Exercise description :: In the data below, find every line with the word "package" and copy it.
*** Stored data ***
PR #3680, opened 2025-08-21
manifests: adjust NFS package specification

dustymabe:
In F44 the NFS package was adjusted [1] such that there is now a nfs-client-utils package and the specific nfs-utils-coreos package (i.e. a package specific to coreos) is no longer needed.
*** End of Stored data ***
Reply ::
manifests: adjust NFS package specification
In F44 the NFS package was adjusted [1] such that there is now a nfs-client-utils package and the specific nfs-utils-coreos package (i.e. a package specific to coreos) is no longer needed.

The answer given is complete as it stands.